Religion first brain washes the follower, blinkers view, ending up with the doctrinal view. In Zimbabwe, the Constitution stipulates Freedom of religion, hence anyone can wake up with a belief and attract followers.
Advocacy for change
In 2019, seven civil society organisations came together to form an alliance called Advocacy Core Team (ACT). The coalition is pushing for the reviewing of the age of access to reproductive health services for adolescents under the age of 16.
ACT came up with a position paper highlighting the protection, promotion and fulfilment of the health of the child calling on the involvement of everyone to improve the welfare of minors. It is never too late to act.

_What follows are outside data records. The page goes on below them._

PR #6752, opened 2025-10-15
test(chat): add and move tests to the CTS

shaejaz:
**Summary**
This PR moves the chat widget tests to the CTS and adds additional CTS tests to cover most of the widgets API.

### DIFF
--- a/tests/common/widgets/chat/utils.ts
+++ b/tests/common/widgets/chat/utils.ts
@@ -4,7 +4,7 @@ import { Chat } from 'instantsearch.js/es/lib/chat';
 
 import type { Act } from '../../common';
 
-export const createDefaultWidgetParams = (chat?: Chat) => ({
+export const createDefaultWidgetParams = (chat?: Chat<any>) => ({
   agentId: 'agentId',
   chat: chat ?? new Chat({}),
 });
--- a/tests/common/widgets/chat/templates.tsx
+++ b/tests/common/widgets/chat/templates.tsx
@@ -32,7 +32,7 @@ export function createTemplatesTests(
             },
             react: {
               ...createDefaultWidgetParams(),
-              headerLayoutComponent: () => (
+              headerComponent: () => (
                 <div className="custom-header">Custom header</div>
               ),
             },
@@ -128,7 +128,7 @@ export function createTemplatesTests(
             },
             react: {
               ...createDefaultWidgetParams(),
-              promptLayoutComponent: () => (
+              promptComponent: () => (
                 <div className="custom-prompt">Custom prompt</div>
               ),
             },


tests/common/widgets/chat/options.tsx
```diff
@@ -97,162 +112,895 @@ export function createOptionsTests<T extends SupportedFlavor>(
...
+
+          expect(
+            document.querySelector('.custom-title-icon')!.textContent
+          ).toBe('Custom title icon');
+          expect(
+            document.querySelector('.custom-close-icon')!.textContent
+          ).toBe('Custom close icon');
+          expect(
+            document.querySelector('.custom-maximize-icon')!.textContent
+          ).toBe('Custom maximize icon');
```
shaejaz: I think the minimize icon component doesn't actually get used to render anything. If that is the case, we might want to remove/refactor/rename the max and/or min components.

tests/common/widgets/chat/options.tsx
```diff
@@ -97,162 +112,895 @@ export function createOptionsTests<T extends SupportedFlavor>(
...
+
+      expect(document.querySelector('.ais-Chat')).not.toHaveClass(
+        'ais-Chat--maximized'
+      );
+      expect(document.querySelector('.ais-Chat-container')).not.toHaveClass(
+        'ais-Chat-container--maximized'
+      );
+    });
+
+    describe('templates', () => {
```
shaejaz: Templates, translations and maybe the tool tests can also be move to their own separate test files if that makes sense. This test file is getting too long I think.

packages/react-instantsearch/src/widgets/__tests__/Chat.test.tsx
shaejaz, line 1: I'm not sure if there are any react specific tests that we want to keep here.

tests/common/widgets/chat/options.tsx
Haroenv: yes, let's put templates and translations in their own relative files

packages/react-instantsearch/src/widgets/__tests__/Chat.test.tsx
Haroenv: seems like they're all covered

tests/common/widgets/chat/utils.ts
```diff
@@ -0,0 +1,22 @@
+import { wait } from '@instantsearch/testutils';
+import userEvent from '@testing-library/user-event';
+import { Chat } from 'instantsearch.js/es/lib/chat';
+
+import type { Act } from '../../common';
+
+export const createDefaultWidgetParams = (chat?: any) => ({
```
Haroenv:
```suggestion
export const createDefaultWidgetParams = (chat?: Chat) => ({
```

tests/common/widgets/chat/options.tsx
Haroenv: @FabienMotte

The World Health Organisation (WHO) defines maternal death as: “death of a woman while pregnant or within 42 days after giving birth…death as a result related to the pregnancy…not from unnatural causes nor an accident.”
The Fragile States Index of 2017 notes the gap between the rich and poor and the difficulty in accessing quality health care as a factor to maternal death. South Sudan ranks high with 1150 deaths per 100 000 live deaths.
With Zimbabwe listed among the 15 fragile states with high maternal mortality, (436 per 100 000) cultural and religious beliefs require engagement to address the cons. South Sudan ranks high with 1150 deaths per 100 000 live births.
As a country, we can do better, one avoidable death is one too many.
The downward review of the age (16) of access to SRHR is currently under discussion with the parliament. Like any law reviews, the issue will come under public debate.
Lack of interest
Sadly, social accountable responsibility is an issue unknown to most people. Public hearings are announced, communities do not attend. The communities show no interest in the formation of policies only to complain later.
An outcry is the result yet when public hearings are called, majority ignores. The end results, voice of tbose who attended is captured and sees light at the end of the day.
It is everyone’s duty to have a say in national issues.